Provided material Block Start

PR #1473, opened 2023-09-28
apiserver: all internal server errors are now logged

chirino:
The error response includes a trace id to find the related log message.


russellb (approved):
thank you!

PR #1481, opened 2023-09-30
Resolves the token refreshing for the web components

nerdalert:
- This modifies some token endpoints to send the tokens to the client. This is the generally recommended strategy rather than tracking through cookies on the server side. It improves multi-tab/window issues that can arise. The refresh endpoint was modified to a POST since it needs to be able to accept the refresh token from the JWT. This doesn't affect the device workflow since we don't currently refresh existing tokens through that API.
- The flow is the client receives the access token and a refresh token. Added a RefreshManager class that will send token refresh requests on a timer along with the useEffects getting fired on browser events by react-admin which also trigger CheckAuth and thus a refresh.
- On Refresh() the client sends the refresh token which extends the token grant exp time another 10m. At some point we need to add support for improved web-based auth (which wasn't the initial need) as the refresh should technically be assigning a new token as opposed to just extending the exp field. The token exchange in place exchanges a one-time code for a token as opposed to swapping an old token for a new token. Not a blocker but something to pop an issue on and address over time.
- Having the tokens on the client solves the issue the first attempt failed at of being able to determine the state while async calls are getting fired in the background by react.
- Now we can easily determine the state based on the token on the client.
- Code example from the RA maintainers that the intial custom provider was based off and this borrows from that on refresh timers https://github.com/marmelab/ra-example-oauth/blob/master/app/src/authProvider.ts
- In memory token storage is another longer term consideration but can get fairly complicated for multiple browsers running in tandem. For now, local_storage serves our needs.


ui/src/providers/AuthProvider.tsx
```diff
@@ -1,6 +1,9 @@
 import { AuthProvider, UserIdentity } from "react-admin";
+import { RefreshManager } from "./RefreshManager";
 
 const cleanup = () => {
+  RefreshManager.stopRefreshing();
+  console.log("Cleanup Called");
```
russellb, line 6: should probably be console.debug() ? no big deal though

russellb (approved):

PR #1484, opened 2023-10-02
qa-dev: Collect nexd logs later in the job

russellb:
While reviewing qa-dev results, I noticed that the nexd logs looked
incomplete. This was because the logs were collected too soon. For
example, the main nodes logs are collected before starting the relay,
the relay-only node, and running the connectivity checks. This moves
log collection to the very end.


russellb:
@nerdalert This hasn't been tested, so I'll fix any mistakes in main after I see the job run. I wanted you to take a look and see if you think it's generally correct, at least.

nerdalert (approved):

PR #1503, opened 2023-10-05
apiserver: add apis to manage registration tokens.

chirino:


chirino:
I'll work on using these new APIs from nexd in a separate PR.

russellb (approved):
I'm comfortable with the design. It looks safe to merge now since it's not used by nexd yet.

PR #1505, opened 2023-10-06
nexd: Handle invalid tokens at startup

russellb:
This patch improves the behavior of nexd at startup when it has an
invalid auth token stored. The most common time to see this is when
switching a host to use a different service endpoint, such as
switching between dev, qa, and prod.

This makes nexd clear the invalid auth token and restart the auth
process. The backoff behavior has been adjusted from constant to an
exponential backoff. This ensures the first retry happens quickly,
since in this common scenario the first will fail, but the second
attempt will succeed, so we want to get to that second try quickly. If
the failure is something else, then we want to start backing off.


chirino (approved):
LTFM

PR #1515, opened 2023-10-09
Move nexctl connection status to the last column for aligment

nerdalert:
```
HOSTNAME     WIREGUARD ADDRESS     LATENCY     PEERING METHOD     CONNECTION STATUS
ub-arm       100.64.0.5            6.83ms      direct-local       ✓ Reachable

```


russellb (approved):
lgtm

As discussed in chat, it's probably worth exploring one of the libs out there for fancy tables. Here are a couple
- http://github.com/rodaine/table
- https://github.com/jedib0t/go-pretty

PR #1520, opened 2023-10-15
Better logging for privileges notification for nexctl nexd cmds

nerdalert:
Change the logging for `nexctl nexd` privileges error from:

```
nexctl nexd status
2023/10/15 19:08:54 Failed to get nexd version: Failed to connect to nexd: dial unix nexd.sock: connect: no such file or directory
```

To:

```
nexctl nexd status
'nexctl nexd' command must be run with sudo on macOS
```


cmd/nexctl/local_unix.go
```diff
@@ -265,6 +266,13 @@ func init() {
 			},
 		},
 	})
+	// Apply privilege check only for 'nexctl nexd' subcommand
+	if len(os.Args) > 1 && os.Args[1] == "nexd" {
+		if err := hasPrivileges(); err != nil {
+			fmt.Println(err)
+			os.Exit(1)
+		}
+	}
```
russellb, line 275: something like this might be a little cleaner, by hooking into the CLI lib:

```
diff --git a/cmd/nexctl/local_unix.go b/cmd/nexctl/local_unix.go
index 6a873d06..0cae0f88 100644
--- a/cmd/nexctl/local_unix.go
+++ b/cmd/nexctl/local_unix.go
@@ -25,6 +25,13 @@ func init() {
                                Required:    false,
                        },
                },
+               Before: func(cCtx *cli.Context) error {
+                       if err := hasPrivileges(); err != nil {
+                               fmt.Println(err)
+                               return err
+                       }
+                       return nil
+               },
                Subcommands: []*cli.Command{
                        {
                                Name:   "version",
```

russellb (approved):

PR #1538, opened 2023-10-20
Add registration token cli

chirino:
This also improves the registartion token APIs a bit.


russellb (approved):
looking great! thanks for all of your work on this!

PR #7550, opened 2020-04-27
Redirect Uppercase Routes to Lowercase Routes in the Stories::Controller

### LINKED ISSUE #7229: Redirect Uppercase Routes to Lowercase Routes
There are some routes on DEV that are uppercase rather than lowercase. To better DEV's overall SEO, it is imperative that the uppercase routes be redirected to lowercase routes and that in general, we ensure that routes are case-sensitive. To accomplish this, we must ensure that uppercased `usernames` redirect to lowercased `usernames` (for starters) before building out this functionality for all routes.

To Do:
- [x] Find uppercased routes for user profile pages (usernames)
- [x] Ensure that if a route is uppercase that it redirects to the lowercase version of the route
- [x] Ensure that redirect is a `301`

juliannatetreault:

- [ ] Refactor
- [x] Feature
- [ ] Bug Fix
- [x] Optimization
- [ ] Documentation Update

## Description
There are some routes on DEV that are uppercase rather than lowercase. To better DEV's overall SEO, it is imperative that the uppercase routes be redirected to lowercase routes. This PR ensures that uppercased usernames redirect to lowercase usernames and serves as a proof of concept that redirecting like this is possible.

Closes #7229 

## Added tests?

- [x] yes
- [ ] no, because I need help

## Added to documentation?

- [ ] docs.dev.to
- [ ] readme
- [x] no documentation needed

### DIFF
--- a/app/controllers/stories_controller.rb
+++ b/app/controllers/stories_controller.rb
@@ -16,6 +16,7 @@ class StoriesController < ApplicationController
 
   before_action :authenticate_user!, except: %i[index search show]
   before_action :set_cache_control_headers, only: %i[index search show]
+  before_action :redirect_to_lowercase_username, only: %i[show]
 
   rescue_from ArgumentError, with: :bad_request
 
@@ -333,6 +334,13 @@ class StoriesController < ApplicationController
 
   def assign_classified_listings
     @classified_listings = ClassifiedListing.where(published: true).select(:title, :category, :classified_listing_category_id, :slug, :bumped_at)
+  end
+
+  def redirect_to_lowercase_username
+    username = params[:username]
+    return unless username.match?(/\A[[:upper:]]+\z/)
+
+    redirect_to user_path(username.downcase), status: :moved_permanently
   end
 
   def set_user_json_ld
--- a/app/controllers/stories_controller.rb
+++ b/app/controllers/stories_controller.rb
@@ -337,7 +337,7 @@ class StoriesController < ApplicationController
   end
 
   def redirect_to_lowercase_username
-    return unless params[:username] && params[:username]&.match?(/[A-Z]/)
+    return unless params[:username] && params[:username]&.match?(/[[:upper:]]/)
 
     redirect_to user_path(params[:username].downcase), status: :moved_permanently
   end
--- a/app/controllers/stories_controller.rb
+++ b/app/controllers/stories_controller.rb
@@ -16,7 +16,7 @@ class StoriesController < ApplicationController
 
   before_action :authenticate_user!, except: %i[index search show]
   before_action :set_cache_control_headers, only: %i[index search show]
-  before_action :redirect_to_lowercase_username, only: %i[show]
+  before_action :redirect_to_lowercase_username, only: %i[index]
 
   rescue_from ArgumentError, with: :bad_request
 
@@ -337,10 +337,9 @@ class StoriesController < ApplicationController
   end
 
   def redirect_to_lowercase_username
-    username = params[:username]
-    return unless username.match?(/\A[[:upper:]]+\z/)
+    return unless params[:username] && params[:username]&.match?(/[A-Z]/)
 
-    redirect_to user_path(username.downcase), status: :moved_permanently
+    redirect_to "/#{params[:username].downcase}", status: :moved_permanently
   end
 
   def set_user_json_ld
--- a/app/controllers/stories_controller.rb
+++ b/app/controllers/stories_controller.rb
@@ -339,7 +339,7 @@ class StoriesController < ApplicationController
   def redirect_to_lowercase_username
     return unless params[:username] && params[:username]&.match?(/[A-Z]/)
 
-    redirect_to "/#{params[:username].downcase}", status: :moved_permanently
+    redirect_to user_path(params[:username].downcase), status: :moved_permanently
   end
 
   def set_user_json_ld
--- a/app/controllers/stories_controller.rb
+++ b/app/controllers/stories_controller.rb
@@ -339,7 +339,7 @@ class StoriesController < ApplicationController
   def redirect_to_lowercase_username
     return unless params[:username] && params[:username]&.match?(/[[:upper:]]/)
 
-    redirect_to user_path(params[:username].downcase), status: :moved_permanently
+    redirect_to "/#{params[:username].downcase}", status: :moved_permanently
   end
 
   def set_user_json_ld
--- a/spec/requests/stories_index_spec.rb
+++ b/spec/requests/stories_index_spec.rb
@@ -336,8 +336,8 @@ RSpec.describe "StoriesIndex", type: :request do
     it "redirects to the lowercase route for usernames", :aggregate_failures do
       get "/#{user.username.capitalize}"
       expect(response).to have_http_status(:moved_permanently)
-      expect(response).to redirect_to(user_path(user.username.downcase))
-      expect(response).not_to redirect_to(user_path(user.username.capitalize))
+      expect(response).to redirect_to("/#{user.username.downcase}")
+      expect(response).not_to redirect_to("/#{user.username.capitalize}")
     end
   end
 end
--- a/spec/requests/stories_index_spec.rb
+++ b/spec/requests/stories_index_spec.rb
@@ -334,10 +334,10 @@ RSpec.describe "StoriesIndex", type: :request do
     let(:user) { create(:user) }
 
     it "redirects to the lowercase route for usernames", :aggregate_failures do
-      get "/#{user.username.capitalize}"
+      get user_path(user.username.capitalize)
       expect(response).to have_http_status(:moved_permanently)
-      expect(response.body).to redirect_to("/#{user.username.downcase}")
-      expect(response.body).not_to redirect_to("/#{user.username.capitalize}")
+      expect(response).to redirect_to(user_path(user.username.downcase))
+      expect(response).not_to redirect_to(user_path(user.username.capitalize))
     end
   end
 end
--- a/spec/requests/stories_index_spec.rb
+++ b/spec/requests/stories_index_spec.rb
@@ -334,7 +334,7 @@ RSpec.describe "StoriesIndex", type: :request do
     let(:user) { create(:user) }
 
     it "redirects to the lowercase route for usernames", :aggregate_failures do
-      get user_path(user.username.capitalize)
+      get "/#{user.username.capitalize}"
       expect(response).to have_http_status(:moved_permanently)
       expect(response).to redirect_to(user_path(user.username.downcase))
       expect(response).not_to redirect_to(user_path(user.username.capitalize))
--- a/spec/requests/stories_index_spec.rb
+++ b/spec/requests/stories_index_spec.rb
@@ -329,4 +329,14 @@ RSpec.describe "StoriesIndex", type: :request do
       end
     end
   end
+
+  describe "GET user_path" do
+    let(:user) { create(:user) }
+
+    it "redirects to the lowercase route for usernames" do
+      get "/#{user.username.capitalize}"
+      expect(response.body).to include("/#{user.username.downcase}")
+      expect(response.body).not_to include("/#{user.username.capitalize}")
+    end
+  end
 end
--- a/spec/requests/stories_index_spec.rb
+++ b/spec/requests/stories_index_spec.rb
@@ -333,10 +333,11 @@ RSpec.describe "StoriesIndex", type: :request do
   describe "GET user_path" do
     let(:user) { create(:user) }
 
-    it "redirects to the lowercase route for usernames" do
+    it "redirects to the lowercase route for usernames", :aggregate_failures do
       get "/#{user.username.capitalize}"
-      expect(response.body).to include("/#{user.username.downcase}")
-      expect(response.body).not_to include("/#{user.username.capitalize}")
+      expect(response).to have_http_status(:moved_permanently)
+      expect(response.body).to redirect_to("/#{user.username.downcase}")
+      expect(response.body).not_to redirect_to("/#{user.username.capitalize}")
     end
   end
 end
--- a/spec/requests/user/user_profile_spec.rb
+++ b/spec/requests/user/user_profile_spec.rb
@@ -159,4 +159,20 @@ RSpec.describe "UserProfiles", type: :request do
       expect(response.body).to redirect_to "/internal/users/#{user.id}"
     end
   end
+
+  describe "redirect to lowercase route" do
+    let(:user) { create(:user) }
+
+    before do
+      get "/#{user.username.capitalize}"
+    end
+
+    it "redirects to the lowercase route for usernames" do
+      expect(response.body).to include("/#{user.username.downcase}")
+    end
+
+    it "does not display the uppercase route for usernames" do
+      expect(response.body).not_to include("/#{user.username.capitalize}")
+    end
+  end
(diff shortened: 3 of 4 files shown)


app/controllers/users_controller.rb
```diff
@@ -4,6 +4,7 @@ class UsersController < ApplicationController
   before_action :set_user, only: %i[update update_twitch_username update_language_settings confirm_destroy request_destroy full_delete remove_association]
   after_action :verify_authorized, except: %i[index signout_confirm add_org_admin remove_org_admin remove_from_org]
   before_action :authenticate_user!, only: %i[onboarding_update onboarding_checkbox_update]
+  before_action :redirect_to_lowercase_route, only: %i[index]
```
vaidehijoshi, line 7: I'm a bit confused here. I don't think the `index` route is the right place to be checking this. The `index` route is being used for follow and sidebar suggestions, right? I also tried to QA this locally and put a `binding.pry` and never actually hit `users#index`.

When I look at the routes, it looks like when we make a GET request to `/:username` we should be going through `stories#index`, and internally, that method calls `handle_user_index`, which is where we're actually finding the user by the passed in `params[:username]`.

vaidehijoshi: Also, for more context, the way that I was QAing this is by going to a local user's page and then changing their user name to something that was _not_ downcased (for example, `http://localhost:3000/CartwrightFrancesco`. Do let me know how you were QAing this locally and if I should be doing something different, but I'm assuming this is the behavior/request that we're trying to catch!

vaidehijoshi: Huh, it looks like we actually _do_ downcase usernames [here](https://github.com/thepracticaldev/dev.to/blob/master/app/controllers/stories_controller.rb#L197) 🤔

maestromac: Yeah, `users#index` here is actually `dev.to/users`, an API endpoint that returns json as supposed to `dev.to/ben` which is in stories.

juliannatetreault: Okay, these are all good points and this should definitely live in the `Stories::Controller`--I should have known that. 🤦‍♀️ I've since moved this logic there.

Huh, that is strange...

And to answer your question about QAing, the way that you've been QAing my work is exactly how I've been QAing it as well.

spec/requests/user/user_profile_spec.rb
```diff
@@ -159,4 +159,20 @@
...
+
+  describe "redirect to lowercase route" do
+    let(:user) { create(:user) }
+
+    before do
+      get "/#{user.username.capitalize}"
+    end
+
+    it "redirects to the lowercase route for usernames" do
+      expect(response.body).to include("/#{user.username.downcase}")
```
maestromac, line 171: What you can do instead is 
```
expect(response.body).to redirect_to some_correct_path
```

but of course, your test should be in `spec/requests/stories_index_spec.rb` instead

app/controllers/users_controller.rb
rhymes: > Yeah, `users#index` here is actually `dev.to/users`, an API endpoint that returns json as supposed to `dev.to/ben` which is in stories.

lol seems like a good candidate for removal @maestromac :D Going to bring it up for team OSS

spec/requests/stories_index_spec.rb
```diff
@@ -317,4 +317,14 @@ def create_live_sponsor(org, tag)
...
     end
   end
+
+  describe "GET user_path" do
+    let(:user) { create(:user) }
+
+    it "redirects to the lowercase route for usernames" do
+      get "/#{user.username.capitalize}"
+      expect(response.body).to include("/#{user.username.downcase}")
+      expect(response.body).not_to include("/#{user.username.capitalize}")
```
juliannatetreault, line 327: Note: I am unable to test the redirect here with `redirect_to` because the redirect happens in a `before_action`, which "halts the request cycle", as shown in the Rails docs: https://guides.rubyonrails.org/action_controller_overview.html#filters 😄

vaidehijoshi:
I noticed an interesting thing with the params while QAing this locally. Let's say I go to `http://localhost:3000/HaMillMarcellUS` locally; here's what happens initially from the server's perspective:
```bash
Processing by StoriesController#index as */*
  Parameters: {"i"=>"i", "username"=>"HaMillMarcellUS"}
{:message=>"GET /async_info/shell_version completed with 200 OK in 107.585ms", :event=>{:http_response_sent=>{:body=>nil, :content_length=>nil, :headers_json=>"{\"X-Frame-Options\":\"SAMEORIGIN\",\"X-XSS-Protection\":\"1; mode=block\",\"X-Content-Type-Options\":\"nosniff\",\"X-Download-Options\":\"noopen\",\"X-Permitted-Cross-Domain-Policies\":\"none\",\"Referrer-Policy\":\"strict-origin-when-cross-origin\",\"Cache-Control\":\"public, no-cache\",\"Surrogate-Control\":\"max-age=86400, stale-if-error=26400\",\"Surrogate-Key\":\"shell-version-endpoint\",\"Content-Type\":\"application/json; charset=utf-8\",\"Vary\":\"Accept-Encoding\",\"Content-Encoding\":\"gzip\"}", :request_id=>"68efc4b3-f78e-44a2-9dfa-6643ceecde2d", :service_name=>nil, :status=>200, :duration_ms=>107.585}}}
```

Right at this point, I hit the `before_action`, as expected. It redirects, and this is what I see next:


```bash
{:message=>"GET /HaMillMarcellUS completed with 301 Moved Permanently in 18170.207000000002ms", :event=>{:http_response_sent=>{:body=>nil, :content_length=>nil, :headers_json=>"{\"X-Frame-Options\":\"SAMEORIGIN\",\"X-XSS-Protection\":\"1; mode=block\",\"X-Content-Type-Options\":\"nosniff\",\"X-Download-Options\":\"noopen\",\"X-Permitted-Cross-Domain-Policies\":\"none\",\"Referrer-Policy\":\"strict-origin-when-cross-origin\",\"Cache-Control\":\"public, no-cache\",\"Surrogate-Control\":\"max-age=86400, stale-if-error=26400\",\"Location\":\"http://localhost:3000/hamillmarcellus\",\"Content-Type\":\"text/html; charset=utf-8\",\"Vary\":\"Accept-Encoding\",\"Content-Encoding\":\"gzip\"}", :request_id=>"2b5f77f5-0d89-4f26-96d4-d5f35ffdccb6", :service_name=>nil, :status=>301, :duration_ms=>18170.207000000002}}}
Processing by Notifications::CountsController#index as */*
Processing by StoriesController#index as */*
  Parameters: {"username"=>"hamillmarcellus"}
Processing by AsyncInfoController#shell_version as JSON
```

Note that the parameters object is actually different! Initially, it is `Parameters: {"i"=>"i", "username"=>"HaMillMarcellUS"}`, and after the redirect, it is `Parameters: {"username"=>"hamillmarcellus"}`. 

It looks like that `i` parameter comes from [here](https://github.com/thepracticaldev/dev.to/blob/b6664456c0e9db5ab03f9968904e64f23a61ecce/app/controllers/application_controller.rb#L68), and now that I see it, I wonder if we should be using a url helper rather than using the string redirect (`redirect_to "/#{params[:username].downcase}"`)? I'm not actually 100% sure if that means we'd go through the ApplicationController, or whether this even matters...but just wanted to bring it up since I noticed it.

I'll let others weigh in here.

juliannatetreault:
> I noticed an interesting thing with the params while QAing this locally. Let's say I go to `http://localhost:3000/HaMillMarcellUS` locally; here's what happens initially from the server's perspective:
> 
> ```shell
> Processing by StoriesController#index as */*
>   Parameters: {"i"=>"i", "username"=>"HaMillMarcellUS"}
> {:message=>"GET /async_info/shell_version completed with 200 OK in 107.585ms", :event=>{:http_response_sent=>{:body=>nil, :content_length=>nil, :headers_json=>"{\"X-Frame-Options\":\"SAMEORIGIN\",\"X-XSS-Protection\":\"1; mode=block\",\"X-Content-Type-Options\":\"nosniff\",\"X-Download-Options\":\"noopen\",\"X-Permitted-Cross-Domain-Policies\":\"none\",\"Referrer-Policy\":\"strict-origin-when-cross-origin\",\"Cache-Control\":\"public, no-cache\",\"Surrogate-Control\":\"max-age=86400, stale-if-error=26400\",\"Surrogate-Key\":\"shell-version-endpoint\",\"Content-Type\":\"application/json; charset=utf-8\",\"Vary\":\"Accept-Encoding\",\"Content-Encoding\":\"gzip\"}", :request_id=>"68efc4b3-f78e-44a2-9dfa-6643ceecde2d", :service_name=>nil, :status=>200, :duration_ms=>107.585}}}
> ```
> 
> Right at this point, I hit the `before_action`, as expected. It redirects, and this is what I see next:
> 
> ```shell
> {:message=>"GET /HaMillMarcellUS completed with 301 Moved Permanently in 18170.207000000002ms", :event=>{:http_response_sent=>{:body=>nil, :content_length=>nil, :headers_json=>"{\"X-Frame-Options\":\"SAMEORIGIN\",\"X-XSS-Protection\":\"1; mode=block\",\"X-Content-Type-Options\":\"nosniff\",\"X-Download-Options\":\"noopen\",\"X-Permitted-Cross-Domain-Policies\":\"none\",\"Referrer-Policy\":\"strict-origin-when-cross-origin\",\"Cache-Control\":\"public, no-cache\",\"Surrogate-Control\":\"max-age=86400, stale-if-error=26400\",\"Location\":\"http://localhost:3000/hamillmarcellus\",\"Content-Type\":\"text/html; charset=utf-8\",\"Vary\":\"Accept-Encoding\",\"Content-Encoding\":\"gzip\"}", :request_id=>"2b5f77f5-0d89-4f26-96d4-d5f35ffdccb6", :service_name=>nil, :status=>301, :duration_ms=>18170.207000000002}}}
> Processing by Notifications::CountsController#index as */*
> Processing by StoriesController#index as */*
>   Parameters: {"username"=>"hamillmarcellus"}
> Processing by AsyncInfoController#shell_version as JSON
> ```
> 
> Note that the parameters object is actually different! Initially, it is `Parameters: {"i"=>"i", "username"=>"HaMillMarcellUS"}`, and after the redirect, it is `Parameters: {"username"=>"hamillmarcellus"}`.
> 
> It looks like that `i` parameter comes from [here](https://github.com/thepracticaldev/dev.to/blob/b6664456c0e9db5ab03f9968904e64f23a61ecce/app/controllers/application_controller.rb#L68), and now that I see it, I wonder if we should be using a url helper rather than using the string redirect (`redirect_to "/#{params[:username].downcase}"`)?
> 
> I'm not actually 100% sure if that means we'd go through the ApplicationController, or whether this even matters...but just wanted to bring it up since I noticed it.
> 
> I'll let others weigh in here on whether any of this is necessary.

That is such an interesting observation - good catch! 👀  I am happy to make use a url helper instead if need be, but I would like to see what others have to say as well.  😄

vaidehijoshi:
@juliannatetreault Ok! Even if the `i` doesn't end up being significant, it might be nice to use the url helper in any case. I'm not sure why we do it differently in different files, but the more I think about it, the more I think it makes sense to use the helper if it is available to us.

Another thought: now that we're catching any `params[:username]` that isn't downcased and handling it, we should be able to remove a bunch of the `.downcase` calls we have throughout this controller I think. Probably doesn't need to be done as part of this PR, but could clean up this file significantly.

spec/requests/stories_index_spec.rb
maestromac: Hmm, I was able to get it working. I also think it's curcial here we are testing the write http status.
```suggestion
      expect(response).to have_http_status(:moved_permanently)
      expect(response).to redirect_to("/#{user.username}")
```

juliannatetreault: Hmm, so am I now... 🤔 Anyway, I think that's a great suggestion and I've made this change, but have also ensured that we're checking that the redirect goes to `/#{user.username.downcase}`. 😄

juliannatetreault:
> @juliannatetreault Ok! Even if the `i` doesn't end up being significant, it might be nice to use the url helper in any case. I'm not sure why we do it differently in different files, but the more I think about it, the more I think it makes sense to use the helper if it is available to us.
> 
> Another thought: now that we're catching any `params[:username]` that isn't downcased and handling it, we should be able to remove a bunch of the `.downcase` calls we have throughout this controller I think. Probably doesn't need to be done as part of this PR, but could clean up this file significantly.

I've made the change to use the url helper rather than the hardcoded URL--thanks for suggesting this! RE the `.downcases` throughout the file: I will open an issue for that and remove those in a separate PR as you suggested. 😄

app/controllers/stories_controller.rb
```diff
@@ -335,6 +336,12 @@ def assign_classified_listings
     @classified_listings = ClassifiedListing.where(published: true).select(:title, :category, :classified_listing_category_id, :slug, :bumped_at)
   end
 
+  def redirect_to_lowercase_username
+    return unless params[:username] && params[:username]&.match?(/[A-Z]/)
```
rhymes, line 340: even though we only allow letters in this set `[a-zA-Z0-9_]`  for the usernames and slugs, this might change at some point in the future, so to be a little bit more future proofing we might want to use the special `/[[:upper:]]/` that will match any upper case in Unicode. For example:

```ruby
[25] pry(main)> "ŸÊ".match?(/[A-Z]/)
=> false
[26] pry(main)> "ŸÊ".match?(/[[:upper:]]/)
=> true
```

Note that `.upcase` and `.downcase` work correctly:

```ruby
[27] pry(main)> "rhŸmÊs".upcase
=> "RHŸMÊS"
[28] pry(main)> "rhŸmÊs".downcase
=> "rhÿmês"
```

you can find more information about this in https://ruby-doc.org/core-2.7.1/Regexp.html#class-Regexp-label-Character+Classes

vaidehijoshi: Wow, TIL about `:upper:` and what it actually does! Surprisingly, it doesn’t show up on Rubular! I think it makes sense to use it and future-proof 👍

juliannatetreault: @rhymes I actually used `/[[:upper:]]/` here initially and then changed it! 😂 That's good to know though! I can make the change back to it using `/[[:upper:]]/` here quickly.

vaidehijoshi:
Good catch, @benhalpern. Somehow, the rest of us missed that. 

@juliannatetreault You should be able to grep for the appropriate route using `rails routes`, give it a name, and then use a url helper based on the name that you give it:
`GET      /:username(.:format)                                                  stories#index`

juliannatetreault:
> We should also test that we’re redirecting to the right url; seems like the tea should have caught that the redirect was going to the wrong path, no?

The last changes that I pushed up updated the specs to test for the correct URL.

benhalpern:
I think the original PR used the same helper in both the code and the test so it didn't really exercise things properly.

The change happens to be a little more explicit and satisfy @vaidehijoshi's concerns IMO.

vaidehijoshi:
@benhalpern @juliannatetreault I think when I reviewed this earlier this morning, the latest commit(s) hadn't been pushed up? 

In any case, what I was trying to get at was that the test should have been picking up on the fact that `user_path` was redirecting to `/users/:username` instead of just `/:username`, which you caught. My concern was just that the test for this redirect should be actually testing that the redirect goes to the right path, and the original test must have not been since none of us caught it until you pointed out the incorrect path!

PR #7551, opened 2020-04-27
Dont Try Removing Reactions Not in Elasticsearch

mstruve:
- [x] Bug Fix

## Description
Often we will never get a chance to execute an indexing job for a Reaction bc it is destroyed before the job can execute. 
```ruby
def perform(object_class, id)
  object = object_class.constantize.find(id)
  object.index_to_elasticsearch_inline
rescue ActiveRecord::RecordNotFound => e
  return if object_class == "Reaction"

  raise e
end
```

Provided material Block End

*To do:*
Beginning at the line above with "example, the main" and finishing at the line with "PR #1520, opened 2023-10-15", return each line exactly and return nothing else.

*Response:*
example, the main nodes logs are collected before starting the relay,
the relay-only node, and running the connectivity checks. This moves
log collection to the very end.


russellb:
@nerdalert This hasn't been tested, so I'll fix any mistakes in main after I see the job run. I wanted you to take a look and see if you think it's generally correct, at least.

nerdalert (approved):

PR #1503, opened 2023-10-05
apiserver: add apis to manage registration tokens.

chirino:


chirino:
I'll work on using these new APIs from nexd in a separate PR.

russellb (approved):
I'm comfortable with the design. It looks safe to merge now since it's not used by nexd yet.

PR #1505, opened 2023-10-06
nexd: Handle invalid tokens at startup

russellb:
This patch improves the behavior of nexd at startup when it has an
invalid auth token stored. The most common time to see this is when
switching a host to use a different service endpoint, such as
switching between dev, qa, and prod.

This makes nexd clear the invalid auth token and restart the auth
process. The backoff behavior has been adjusted from constant to an
exponential backoff. This ensures the first retry happens quickly,
since in this common scenario the first will fail, but the second
attempt will succeed, so we want to get to that second try quickly. If
the failure is something else, then we want to start backing off.


chirino (approved):
LTFM

PR #1515, opened 2023-10-09
Move nexctl connection status to the last column for aligment

nerdalert:
```
HOSTNAME     WIREGUARD ADDRESS     LATENCY     PEERING METHOD     CONNECTION STATUS
ub-arm       100.64.0.5            6.83ms      direct-local       ✓ Reachable

```


russellb (approved):
lgtm

As discussed in chat, it's probably worth exploring one of the libs out there for fancy tables. Here are a couple
- http://github.com/rodaine/table
- https://github.com/jedib0t/go-pretty

PR #1520, opened 2023-10-15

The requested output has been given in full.